Could you copy out all the lines in the material below where the word "stick" occurs?

### PROVIDED RECORDS

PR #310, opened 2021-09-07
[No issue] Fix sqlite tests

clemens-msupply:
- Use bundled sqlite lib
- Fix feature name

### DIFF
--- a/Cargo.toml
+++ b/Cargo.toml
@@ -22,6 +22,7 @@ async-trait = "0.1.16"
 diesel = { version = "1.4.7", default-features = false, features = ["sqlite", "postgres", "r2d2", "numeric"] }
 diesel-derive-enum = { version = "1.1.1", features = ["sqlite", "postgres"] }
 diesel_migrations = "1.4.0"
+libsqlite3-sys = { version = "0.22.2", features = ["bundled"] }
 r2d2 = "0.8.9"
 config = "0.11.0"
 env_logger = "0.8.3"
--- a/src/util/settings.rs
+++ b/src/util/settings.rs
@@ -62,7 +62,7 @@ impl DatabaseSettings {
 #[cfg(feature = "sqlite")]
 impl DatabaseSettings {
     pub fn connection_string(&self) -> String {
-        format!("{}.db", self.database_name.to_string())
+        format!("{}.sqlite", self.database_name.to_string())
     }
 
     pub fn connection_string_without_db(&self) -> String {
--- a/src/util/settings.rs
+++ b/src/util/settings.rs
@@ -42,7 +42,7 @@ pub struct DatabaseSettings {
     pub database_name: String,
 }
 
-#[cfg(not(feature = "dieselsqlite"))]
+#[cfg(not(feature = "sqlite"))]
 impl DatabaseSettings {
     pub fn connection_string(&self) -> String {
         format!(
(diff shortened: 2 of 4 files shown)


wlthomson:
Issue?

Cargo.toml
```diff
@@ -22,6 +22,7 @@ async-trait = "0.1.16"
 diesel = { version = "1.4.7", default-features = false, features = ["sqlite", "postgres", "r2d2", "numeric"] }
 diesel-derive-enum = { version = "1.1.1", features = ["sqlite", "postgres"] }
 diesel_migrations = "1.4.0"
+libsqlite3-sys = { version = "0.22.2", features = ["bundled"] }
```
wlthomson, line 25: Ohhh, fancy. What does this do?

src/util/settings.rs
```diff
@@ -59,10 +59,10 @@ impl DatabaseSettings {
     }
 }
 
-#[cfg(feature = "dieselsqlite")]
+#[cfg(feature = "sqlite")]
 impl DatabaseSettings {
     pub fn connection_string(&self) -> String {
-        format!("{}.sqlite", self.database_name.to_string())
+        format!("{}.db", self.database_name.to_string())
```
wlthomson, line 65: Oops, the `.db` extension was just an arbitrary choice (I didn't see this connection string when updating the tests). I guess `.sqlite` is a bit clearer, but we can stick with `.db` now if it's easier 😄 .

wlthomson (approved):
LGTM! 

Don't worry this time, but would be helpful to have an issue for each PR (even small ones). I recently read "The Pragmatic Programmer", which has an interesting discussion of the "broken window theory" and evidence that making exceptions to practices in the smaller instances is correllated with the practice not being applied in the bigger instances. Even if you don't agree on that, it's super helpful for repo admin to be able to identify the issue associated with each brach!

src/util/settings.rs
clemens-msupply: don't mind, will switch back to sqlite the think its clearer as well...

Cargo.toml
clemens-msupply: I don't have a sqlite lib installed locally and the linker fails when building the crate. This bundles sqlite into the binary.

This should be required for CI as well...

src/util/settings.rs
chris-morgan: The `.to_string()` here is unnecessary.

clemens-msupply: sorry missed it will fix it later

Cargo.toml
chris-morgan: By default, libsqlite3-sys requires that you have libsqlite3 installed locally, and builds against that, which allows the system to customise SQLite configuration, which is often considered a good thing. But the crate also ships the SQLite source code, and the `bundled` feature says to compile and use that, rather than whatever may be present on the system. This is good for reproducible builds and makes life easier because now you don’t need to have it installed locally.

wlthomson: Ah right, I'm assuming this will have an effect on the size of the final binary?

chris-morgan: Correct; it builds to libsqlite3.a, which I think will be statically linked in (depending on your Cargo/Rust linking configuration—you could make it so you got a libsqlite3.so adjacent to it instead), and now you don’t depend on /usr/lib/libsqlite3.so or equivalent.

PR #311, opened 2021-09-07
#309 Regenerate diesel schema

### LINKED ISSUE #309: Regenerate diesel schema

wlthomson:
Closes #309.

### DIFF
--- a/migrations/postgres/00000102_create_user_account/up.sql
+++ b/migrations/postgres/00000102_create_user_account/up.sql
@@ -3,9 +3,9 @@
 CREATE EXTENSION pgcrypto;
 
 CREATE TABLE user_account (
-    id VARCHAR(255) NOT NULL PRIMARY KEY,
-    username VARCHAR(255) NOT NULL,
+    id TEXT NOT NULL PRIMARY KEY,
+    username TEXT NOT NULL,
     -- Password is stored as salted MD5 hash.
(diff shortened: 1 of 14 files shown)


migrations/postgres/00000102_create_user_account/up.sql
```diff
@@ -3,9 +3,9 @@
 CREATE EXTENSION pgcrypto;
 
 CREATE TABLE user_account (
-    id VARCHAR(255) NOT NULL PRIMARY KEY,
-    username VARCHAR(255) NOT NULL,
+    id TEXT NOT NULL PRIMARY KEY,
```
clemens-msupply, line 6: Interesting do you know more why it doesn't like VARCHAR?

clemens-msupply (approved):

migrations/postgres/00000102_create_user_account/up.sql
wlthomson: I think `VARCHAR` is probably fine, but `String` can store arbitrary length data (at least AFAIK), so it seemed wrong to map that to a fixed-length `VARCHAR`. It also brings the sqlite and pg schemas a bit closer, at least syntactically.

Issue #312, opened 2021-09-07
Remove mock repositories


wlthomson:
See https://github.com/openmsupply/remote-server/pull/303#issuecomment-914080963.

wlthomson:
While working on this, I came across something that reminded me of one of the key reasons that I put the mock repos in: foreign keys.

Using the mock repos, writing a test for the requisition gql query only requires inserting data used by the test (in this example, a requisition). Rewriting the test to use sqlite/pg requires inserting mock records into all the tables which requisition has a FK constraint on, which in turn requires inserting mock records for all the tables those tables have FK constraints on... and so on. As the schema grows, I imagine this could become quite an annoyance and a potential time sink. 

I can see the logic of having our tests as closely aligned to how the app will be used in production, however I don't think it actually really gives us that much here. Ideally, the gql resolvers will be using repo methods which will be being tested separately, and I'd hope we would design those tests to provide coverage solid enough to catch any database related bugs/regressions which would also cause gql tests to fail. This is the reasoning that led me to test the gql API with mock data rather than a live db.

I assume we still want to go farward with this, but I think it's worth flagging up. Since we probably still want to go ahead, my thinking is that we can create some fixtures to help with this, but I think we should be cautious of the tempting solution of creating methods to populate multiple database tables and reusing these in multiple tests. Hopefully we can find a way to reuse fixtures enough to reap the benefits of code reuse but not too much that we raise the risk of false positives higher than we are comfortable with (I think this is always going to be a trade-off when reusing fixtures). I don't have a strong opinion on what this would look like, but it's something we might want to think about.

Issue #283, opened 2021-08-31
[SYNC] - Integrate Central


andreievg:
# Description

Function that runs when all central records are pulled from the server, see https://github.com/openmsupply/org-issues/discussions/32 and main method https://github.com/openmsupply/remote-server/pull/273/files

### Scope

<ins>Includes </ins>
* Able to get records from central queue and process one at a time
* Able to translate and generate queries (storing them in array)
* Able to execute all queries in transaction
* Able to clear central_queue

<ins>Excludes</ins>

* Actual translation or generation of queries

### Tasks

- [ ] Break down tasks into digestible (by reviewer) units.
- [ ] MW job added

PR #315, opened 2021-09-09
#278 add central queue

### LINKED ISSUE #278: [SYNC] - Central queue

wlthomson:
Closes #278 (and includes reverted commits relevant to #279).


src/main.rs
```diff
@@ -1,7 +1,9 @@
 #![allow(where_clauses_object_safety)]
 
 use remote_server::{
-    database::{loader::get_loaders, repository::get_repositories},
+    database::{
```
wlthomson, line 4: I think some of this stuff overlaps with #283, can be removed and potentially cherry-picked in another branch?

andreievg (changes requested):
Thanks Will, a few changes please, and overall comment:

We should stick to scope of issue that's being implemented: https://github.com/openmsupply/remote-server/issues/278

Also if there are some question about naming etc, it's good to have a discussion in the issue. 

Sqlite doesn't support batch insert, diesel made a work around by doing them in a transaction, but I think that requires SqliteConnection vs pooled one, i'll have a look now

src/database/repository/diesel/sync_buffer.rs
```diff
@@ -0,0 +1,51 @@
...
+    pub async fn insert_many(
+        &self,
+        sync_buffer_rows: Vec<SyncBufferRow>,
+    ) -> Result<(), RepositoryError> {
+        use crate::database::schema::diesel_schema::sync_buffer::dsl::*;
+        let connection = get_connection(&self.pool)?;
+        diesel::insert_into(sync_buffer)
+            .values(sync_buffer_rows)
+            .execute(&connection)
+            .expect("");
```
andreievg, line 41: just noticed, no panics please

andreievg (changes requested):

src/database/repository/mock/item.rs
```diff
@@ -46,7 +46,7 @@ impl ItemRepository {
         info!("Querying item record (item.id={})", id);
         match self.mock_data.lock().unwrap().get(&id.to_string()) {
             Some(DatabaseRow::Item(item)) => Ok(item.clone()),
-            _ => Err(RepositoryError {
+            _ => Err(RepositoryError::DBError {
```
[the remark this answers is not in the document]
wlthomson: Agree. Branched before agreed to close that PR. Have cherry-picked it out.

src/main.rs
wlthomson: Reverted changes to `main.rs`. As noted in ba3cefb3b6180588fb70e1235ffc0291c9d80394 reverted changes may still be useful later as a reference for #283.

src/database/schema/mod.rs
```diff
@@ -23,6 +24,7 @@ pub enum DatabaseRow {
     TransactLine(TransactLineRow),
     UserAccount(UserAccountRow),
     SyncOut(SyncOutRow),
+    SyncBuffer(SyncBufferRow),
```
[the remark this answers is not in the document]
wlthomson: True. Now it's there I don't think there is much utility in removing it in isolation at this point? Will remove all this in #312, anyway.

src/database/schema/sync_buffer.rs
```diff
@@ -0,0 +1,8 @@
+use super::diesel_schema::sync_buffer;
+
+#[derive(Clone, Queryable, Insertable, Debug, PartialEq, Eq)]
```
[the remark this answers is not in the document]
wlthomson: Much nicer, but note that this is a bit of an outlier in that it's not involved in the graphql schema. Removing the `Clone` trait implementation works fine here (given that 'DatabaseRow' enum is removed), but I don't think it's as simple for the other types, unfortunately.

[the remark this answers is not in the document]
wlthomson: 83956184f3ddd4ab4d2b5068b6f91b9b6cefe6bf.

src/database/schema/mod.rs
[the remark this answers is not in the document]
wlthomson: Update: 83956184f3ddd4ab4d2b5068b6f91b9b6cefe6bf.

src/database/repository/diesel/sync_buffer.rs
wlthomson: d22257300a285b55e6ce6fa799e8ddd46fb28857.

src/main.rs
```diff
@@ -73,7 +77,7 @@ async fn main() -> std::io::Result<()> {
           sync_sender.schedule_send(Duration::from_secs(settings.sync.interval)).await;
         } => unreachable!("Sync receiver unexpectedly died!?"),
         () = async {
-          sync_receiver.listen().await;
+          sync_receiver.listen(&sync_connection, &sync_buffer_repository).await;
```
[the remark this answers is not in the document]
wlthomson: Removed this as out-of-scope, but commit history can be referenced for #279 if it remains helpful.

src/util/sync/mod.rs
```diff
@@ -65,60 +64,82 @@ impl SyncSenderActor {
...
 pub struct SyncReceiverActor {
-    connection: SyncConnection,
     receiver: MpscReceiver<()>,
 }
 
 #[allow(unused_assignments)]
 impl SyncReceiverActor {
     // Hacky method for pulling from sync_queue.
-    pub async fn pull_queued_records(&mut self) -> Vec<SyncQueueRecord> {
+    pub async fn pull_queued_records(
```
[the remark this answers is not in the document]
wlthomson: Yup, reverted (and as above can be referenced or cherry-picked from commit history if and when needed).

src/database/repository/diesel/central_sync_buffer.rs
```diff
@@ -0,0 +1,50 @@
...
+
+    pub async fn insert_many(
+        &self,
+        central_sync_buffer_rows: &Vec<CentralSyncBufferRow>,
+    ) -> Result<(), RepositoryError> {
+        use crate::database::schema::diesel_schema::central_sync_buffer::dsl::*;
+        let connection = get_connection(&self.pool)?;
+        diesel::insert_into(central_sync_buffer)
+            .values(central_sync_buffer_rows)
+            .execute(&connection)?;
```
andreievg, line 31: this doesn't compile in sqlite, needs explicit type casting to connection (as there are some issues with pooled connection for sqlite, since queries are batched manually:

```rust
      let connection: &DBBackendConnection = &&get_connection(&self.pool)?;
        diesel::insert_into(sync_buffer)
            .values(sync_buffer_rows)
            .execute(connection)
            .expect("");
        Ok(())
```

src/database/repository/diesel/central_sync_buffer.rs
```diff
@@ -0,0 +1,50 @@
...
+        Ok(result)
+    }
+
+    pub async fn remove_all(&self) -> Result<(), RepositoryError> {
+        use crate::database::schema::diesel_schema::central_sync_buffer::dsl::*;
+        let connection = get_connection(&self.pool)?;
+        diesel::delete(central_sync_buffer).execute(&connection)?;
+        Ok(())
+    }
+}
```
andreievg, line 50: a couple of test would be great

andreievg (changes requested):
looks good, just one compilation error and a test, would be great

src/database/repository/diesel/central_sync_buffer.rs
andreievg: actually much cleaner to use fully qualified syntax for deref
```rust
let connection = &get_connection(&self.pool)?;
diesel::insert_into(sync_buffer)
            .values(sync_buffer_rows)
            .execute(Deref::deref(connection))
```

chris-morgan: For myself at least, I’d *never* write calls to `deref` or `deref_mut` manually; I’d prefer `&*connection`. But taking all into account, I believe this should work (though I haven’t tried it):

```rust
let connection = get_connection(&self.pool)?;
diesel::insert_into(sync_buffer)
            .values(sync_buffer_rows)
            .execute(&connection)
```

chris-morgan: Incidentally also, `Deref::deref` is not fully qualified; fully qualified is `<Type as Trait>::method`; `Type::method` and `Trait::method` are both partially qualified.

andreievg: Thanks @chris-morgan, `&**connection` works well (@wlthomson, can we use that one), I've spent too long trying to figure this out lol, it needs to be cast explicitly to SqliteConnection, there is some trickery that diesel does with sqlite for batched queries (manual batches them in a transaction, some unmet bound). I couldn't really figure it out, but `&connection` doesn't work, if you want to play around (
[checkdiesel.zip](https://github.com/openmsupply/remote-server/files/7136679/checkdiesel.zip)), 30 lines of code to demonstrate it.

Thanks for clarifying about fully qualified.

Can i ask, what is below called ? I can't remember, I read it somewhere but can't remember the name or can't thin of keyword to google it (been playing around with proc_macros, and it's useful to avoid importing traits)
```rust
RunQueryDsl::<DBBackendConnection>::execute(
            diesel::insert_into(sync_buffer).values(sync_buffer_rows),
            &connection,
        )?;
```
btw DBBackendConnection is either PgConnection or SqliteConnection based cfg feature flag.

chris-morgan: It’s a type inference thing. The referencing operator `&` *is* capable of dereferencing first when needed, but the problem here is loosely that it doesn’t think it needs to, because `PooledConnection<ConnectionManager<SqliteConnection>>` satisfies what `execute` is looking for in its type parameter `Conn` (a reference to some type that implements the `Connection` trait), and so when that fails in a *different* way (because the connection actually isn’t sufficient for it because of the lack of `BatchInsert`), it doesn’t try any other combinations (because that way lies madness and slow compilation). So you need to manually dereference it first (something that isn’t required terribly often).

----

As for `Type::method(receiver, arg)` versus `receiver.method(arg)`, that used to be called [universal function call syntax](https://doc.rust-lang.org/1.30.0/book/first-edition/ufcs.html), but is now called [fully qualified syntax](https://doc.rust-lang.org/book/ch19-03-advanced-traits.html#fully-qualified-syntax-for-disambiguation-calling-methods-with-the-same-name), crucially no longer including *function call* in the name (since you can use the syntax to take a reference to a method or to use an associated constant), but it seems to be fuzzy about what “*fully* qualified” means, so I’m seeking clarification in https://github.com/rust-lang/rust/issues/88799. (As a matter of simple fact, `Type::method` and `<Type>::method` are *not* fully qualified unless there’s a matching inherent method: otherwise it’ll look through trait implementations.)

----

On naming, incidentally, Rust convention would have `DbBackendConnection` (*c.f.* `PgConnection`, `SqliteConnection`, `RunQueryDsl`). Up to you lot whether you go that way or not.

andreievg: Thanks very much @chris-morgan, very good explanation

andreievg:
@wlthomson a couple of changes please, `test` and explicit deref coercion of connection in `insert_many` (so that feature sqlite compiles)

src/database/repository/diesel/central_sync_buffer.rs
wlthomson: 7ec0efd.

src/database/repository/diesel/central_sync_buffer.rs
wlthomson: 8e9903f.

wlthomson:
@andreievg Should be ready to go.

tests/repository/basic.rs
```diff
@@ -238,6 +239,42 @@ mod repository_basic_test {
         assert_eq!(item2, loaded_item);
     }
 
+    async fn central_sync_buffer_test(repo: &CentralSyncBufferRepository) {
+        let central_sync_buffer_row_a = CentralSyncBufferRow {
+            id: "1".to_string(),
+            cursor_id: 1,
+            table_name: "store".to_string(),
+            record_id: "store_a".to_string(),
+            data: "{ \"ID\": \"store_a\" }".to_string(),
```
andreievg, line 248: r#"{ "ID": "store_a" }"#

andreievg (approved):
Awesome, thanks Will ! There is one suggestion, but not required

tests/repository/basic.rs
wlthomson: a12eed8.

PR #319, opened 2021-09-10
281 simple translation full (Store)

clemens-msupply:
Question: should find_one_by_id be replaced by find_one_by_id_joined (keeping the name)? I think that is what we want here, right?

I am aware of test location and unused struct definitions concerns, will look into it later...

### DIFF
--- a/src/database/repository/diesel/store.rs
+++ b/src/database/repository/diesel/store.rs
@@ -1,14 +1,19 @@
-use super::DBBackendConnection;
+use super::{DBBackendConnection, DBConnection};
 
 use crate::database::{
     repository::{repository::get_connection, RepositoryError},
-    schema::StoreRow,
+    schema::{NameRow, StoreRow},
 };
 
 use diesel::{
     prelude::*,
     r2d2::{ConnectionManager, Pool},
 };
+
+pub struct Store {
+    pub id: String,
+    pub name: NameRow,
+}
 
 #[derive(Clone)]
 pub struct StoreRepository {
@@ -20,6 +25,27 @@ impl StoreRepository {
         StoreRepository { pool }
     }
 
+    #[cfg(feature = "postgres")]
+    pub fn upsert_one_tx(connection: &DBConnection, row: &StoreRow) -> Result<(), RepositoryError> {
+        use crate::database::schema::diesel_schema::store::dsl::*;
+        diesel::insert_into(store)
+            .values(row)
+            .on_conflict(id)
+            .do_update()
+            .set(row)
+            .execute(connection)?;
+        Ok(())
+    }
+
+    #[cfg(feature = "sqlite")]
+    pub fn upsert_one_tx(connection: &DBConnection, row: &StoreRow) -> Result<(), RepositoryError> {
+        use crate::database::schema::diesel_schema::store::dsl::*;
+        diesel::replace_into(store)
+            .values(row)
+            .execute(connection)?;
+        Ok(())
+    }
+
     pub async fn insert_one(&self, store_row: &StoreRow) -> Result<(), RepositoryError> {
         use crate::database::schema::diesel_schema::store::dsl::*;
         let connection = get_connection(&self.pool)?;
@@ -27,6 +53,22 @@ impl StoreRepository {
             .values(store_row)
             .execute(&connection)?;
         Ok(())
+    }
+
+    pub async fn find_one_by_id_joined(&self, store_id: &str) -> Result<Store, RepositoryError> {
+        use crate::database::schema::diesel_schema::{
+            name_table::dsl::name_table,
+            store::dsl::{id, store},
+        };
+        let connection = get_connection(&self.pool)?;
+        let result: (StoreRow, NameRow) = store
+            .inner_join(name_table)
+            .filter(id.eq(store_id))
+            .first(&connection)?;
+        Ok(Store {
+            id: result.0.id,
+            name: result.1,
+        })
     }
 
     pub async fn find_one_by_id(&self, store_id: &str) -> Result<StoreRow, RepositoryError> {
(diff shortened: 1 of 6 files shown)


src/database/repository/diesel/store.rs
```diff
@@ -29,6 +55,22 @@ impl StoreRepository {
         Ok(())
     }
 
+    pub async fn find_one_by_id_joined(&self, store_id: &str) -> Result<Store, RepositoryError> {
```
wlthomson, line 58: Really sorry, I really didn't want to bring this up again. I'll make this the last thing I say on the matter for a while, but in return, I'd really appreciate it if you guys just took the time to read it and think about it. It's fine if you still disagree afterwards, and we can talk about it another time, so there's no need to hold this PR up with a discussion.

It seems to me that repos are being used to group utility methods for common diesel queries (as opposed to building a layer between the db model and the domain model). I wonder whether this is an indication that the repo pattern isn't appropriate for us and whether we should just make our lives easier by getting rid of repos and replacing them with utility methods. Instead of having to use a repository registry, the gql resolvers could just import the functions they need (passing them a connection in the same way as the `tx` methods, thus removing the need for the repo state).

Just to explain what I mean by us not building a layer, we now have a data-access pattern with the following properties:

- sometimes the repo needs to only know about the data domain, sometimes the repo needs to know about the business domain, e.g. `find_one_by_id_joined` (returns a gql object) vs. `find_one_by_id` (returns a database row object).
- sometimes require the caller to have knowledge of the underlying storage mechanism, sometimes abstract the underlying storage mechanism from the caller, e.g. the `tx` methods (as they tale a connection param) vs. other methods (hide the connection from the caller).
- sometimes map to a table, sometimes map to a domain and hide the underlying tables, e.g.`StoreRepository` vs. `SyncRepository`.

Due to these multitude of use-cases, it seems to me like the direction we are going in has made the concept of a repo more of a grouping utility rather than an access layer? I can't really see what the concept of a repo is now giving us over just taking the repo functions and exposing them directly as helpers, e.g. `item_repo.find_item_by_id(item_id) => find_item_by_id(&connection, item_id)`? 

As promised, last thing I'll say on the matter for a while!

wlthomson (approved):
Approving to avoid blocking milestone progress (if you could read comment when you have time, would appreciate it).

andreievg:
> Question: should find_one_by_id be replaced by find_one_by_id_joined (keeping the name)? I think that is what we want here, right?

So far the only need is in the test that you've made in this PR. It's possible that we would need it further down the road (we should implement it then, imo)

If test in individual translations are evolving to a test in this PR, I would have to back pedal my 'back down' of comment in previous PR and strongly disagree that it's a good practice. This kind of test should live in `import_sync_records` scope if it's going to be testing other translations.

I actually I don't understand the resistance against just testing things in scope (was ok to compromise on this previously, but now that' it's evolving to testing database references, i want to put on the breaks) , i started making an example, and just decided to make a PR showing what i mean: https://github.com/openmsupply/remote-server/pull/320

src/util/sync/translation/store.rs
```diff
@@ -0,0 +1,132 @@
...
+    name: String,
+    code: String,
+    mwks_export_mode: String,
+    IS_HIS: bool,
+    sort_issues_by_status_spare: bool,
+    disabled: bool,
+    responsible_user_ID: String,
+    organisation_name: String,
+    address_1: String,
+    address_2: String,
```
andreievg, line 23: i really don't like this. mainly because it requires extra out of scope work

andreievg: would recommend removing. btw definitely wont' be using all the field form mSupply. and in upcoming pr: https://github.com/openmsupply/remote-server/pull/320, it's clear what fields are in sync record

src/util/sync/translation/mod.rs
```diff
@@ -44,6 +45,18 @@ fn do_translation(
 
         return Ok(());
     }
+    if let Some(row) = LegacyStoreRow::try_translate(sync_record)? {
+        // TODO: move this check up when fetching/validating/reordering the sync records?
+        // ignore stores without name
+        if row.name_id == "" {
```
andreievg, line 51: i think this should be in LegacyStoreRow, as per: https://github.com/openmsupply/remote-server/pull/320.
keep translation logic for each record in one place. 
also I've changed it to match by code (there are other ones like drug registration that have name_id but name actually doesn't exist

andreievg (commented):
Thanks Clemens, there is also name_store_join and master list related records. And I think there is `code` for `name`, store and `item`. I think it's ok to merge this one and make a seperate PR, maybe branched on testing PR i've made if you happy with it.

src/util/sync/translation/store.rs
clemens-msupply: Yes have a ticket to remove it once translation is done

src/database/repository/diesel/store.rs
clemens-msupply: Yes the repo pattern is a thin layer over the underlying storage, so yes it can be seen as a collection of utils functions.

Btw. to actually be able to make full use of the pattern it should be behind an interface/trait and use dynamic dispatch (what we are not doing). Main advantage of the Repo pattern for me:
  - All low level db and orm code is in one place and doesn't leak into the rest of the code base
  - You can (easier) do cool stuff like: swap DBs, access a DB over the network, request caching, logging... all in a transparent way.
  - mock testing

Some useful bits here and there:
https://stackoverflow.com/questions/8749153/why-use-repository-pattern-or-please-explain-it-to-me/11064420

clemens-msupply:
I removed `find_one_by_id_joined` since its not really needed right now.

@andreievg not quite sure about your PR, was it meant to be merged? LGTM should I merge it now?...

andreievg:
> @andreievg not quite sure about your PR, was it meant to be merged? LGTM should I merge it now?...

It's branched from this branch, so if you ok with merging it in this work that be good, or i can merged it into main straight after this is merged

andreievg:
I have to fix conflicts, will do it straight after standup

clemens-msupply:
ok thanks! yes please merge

######

• _ANSWER AREA_:
wlthomson, line 65: Oops, the `.db` extension was just an arbitrary choice (I didn't see this connection string when updating the tests). I guess `.sqlite` is a bit clearer, but we can stick with `.db` now if it's easier 😄 .
We should stick to scope of issue that's being implemented: https://github.com/openmsupply/remote-server/issues/278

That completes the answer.